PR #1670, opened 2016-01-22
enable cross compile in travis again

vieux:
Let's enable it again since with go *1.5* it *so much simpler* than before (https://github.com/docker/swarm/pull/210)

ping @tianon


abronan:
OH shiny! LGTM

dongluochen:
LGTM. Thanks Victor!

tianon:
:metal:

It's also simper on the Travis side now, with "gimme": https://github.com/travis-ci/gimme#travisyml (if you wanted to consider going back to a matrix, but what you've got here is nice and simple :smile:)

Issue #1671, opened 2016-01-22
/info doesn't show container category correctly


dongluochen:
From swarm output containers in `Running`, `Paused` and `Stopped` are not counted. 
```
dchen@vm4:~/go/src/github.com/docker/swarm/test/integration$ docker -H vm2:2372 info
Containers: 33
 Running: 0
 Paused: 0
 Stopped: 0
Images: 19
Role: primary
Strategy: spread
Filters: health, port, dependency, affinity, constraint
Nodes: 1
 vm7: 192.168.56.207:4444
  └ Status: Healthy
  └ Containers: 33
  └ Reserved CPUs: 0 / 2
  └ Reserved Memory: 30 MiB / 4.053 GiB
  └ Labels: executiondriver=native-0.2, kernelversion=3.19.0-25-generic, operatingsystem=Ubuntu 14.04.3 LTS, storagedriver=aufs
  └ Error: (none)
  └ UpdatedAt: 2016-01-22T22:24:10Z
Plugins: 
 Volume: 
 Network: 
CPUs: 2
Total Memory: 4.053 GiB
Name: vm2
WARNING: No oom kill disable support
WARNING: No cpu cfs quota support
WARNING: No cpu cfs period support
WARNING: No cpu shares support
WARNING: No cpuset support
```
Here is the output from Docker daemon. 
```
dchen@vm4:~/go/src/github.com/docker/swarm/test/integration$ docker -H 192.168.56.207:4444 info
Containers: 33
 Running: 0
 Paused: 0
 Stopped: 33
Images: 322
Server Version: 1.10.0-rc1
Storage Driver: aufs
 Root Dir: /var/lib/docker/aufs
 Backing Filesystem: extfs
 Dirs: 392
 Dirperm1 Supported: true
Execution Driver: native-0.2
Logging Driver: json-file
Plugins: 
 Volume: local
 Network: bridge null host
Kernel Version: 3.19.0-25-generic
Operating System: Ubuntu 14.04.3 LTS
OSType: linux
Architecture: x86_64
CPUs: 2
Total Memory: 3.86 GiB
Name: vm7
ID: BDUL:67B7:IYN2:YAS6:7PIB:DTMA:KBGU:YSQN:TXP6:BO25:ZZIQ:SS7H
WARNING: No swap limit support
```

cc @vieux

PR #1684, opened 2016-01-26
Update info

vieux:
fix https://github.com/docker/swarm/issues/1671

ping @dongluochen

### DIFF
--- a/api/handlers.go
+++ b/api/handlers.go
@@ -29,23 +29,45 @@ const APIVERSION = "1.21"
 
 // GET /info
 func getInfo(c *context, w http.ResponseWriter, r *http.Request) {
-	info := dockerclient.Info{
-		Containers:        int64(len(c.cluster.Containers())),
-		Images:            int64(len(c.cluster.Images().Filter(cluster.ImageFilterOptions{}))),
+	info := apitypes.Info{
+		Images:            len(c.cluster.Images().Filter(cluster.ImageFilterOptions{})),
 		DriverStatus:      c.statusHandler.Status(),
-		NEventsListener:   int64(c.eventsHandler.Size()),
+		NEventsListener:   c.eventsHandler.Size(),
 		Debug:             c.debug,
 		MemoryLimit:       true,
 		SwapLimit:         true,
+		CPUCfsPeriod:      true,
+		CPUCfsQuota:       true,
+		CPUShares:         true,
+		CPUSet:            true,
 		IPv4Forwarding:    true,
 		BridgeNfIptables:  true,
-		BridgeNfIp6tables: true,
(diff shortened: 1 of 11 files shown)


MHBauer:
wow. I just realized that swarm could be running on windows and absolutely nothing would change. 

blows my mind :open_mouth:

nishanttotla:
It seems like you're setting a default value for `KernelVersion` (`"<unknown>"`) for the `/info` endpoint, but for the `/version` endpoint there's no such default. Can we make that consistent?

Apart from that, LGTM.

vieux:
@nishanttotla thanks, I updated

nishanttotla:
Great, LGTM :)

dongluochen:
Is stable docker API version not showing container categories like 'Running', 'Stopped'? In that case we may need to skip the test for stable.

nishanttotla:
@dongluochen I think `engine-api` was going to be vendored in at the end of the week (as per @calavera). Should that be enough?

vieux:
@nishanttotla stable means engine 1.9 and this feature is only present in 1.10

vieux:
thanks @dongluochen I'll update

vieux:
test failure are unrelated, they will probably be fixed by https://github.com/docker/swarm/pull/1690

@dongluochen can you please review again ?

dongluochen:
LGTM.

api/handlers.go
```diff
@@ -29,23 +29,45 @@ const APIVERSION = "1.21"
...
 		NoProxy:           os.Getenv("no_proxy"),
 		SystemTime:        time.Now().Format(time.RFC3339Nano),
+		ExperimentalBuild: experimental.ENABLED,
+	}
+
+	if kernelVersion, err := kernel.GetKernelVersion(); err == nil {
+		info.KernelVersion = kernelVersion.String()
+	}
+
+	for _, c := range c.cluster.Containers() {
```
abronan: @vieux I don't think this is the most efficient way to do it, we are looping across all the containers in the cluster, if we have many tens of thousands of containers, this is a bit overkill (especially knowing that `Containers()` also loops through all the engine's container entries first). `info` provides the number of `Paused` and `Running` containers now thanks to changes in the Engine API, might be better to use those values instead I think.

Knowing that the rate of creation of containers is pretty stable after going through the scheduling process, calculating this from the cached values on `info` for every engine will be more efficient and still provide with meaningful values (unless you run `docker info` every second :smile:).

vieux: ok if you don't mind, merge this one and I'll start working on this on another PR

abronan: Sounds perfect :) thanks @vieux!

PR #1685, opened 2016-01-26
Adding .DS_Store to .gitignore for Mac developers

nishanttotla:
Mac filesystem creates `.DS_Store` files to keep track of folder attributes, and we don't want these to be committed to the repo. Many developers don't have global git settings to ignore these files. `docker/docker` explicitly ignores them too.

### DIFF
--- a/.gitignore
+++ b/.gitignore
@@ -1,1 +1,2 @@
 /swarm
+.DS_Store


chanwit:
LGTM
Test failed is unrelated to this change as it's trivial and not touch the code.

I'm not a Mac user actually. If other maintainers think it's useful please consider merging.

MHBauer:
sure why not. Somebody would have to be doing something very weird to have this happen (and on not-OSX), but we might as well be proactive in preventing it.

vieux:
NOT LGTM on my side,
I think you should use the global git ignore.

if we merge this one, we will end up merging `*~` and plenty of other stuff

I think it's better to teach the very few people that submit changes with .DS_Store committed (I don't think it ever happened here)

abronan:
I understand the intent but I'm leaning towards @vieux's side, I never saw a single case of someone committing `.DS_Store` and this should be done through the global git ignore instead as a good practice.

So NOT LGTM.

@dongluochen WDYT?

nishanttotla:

_ _ _ _ _

Which lines in the listing above include the string "instead"? Copy each of them.

● Reply:
abronan: @vieux I don't think this is the most efficient way to do it, we are looping across all the containers in the cluster, if we have many tens of thousands of containers, this is a bit overkill (especially knowing that `Containers()` also loops through all the engine's container entries first). `info` provides the number of `Paused` and `Running` containers now thanks to changes in the Engine API, might be better to use those values instead I think.
I understand the intent but I'm leaning towards @vieux's side, I never saw a single case of someone committing `.DS_Store` and this should be done through the global git ignore instead as a good practice.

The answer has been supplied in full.